The model for DNA replication suggests that the two strands of the double helix separate during replication, and each strand serves as a template from which the new complementary strand is copied. In conservative replication, the parental DNA is conserved, and the daughter DNA is newly synthesized. The semi-conservative method suggests that each of the two parental DNA strands acts as template for new DNA to be synthesized after replication, each double-stranded DNA includes one parental or “old” strand and one “new” strand. The dispersive mode suggested that the two copies of the DNA would have segments of parental DNA and newly synthesized DNA.


Proofreading DNA

La réplication de l'ADN est un processus très précis, mais des erreurs peuvent parfois se produire, telles qu'une ADN polymérase insérant une mauvaise base. Des erreurs non corrigées peuvent parfois entraîner des conséquences graves, comme le cancer. Les mécanismes de réparation corrigent les erreurs. Dans de rares cas, les erreurs ne sont pas corrigées, entraînant des mutations dans d'autres cas, les enzymes de réparation sont elles-mêmes mutées ou défectueuses.

Most of the mistakes during DNA replication are promptly corrected by DNA polymerase by proofreading the base that has been just added (Figure 7). Dans proofreading, the DNA pol reads the newly added base before adding the next one, so a correction can be made. La polymérase vérifie si la base nouvellement ajoutée s'est correctement appariée avec la base du brin modèle. S'il s'agit de la bonne base, le nucléotide suivant est ajouté. Si une base incorrecte a été ajoutée, l'enzyme coupe la liaison phosphodiester et libère le mauvais nucléotide. This is performed by the exonuclease action of DNA pol III. Once the incorrect nucleotide has been removed, a new one will be added again.

Figure 7. Proofreading by DNA polymerase corrects errors during replication.

Some errors are not corrected during replication, but are instead corrected after replication is completed this type of repair is known as réparation de discordance (Figure 8). The enzymes recognize the incorrectly added nucleotide and excise it this is then replaced by the correct base. If this remains uncorrected, it may lead to more permanent damage. Comment les enzymes de réparation des mésappariements reconnaissent-elles laquelle des deux bases est la mauvaise ? Dans E. coli, après réplication, l'adénine de base azotée acquiert un groupe méthyle le brin d'ADN parental aura des groupes méthyle, alors que le brin nouvellement synthétisé en manque. Ainsi, l'ADN polymérase est capable d'éliminer les bases mal incorporées du brin non méthylé nouvellement synthétisé. Chez les eucaryotes, le mécanisme n'est pas très bien compris, mais on pense qu'il implique la reconnaissance d'entailles non scellées dans le nouveau brin, ainsi qu'une association continue à court terme de certaines des protéines de réplication avec le nouveau brin fille une fois la réplication terminée. .

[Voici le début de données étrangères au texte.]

PR #588, opened 2021-08-02
83491 Voided tags active after a week bugfix

llykkelarsen:
[AB#83491](https://statoildeveloper.visualstudio.com/b6d97460-2e53-47ae-aad4-b41396d90828/_workitems/edit/83491)

Bug was: Any tag which had been voided showed up in the unvoided list a week later. 

Solution: Sync bus wrongfully set tag isvoided, this was not done in the prior sync solution. 'Voiding' a tag in preservation is not the same thing as voiding a tag in main, so this property will be ignored in preservation.

### DIFF
--- a/src/tests/Equinor.ProCoSys.Preservation.WebApi.Tests/Synchronization/BusReceiverServiceTests.cs
+++ b/src/tests/Equinor.ProCoSys.Preservation.WebApi.Tests/Synchronization/BusReceiverServiceTests.cs
@@ -600,7 +600,6 @@ namespace Equinor.ProCoSys.Preservation.WebApi.Tests.Synchronization
             // Act
             await _dut.ProcessMessageAsync(PcsTopic.Tag, message, new CancellationToken(false));
 
-
             // Assert
             Assert.AreEqual(area, _tag1.AreaCode);
             Assert.AreEqual(areaDescription, _tag1.AreaDescription);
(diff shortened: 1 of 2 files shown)


src/tests/Equinor.ProCoSys.Preservation.WebApi.Tests/Synchronization/BusReceiverServiceTests.cs
```diff
@@ -638,10 +636,30 @@ public async Task HandleTagTopic_ShouldUpdateTagAndChangeTagNo()
...
+            var area = "Area69";
+            var areaDescription = "Area69 Description";
+            var discipline = "ABC";
+            var disciplineDescription = "ABC Desc";
+            var callOffNo = "123";
+            var poNo = "321";
+            var tagFunctionCodeNew = "FCS123";
+            var message =
+                $"{{\"TagNo\" : \"{TagNo1}\",\"Description\" : \"Test 123\",\"ProjectName\" : \"{Project1Name}\",\"McPkgNo\" : \"{McPkg1}\",\"CommPkgNo\" : \"{CommPkg1}\",\"AreaCode\" : \"{area}\",\"AreaDescription\" : \"{areaDescription}\",\"DisciplineCode\" : \"{discipline}\",\"DisciplineDescription\" : \"{disciplineDescription}\",\"CallOffNo\" : \"{callOffNo}\",\"PurchaseOrderNo\" : \"{poNo}\",\"TagFunctionCode\" : \"{tagFunctionCodeNew}\",\"IsVoided\" : true,\"Plant\" : \"{Plant}\"}}";
+
```
paal123, line 655: I would suggest an assert before the act as well, to verify that the value is not affected.

paal123 (approved):
With suggestions.
Remember to also link DevOps number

Figure 8. In mismatch repair, the incorrectly added base is detected after replication. The mismatch repair proteins detect this base and remove it from the newly synthesized strand by nuclease action. The gap is now filled with the correctly paired base.

In another type of repair mechanism, réparation par excision de nucléotides, enzymes replace incorrect bases by making a cut on both the 3′ and 5′ ends of the incorrect base (Figure 9).

Figure 9. Nucleotide excision repairs thymine dimers. When exposed to UV, thymines lying adjacent to each other can form thymine dimers. In normal cells, they are excised and replaced.

Le segment d'ADN est retiré et remplacé par les nucléotides correctement appariés par l'action de l'ADN pol. Une fois les bases remplies, l'espace restant est scellé avec une liaison phosphodiester catalysée par l'ADN ligase. Ce mécanisme de réparation est souvent utilisé lorsque l'exposition aux UV provoque la formation de dimères de pyrimidine.


Voir la vidéo: La Réplication De lADN Mitochondriale (Août 2022).